For any serious math olympiad aspirant, a firm grip of polynomials is a must as its a gateway to many advanced topics in algebra, geometry, functions and calculus. The usual preparatory books for Mathematical Olympiads typically lump Algebra as one section with a melange of problems which end up lacking an exhaustive coverage specifically of polynomials thereby creating a gap in developing structured thinking and techniques to approach high order thinking polynomial problems and advanced topics in polynomials that bleed into other areas like number theory and functions. The 117 Polynomial problems from the AMSP is a fantastic resource because: 1. This book is written with a math olympiad aspirant in mind as it includes curated essential and important topics in polynomials. This book will help you stay grounded and learn what you need to continue to develop in your olympiad journey 2. It is focused on creating a ground up understanding of important olympiad topics on polynomials including developing many advanced topics that you will not find together in a single olympiad book (e.g. Number theory applications, higher degree polynomials) 2. Like all other books from Awsomemath, each chapter has profound theory to be read carefully and closely, useful lemmas which are a huge bonus and excellent examples that teach you non-standard and efficient techniques for polynomials beyond standard theorems that we find in textbooks or online. 3. Selection of Introductory and Advanced problems is unique because it helps build your thinking and approach in a graded manner and also arms you out with several new/useful tools to breakdown complex problems. This book is a must for students/enthusiasts who want to acquire a firm grip of an important area in math olympiads i.e. polynomials.

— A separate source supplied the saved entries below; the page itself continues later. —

PR #2711, opened 2022-04-07
Add ppc64le support

mkumatag:
This PR addresses
- Add linux/ppc64le support
- Allow OUTPUT flag to override to use with build target e.g: `PLATFORMS=linux/ppc64le OUTPUT=--load make build`

### DIFF
--- a/images/Makefile.common.in
+++ b/images/Makefile.common.in
@@ -13,8 +13,8 @@ IMAGE?=$(REGISTRY)/$(IMAGE_NAME):$(TAG)
 export DOCKER_CLI_EXPERIMENTAL=enabled
 
 # build with buildx
-PLATFORMS?=linux/amd64,linux/arm64,linux/s390x
-OUTPUT=
+PLATFORMS?=linux/amd64,linux/arm64,linux/s390x,linux/ppc64le
+OUTPUT?=
 PROGRESS=auto
 build: ensure-buildx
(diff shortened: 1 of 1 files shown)


BenTheElder:
> Allow OUTPUT flag to override to use with build target e.g: PLATFORMS=linux/ppc64le OUTPUT=--load make build

This should be make quick with PLATFORMS set, --load target is already in the makefile.

mayurwaghmode:
@BenTheElder are we going to add the ppc64le base image digest [here ](https://hub.docker.com/r/kindest/base/tags)?

mkumatag:
> > Allow OUTPUT flag to override to use with build target e.g: PLATFORMS=linux/ppc64le OUTPUT=--load make build
> 
> This should be make quick with PLATFORMS set, --load target is already in the makefile.

we are overriding the PLATFORMS in the quick target, its not working

```
% PLATFORMS=linux/ppc64le make quick
./../../hack/build/init-buildx.sh
kind-builder
docker buildx build --platform=linux/amd64 --load --progress=auto -t kindest/base:v20220411-8cc0c0b5-dirty --pull .
```

mkumatag:
> `make` syntax for setting a variable is a little different than setting an environment variable. Can you try `make quick PLATFORMS=linux/ppc64le`

oops, true that..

This book is the first one in a three-book series and proposes a very detailed and

complete journey through the amazing world of polynomials.

This first volume successfully presents some of the basic properties of polynomials,

with emphasis on some factorings, on the division of the polynomials, on the odd and

even polynomials, as well as on the integer and rational roots of the polynomials. Also,

the volume discusses in a very methodical way the specific properties of the

polynomials of second, third and fourth degree, with a focus on Vieta’s formulas and

number of roots in each of these particular cases. Roots of polynomials are further

discussed with an accent on Vieta’s general formulas and other inequalities between

coefficients and roots.

All topics of the book are carefully explained from a theoretical point of view and many

examples are used to reinforce some of the concepts. Further on, the authors present

many significant problems that were used in several past mathematical competitions

from around the world with complete solutions and comments. Problems are carefully

selected and range in difficulty level from medium to hard.

The uniqueness of this book consist in the multitude of the algebraic techniques that

are explained and exposed in a very coherent way with an effort on creating a

continuum from the beginning to the end.

The part that I personally treasure in this the book is the section concerning number

theory and polynomials, with all the subsequent original proposed problems.

As the authors use to do in many of their books, this volume contains also two rich

sections of proposed problems : introductory and advanced. All problems have

detailed solutions and comments to guide the reader through the process of learning

and understanding the methods.

I strongly recommend this book to all the young minds that train for writing AMC 10-12,

AIME or USAMO tests, or to all other students that want to explore properties of

polynomials beyond the limits of the regular academical school curriculum. Also, the

book could be a very strong tool for teachers that work to train students for competing

in mathematical competitions.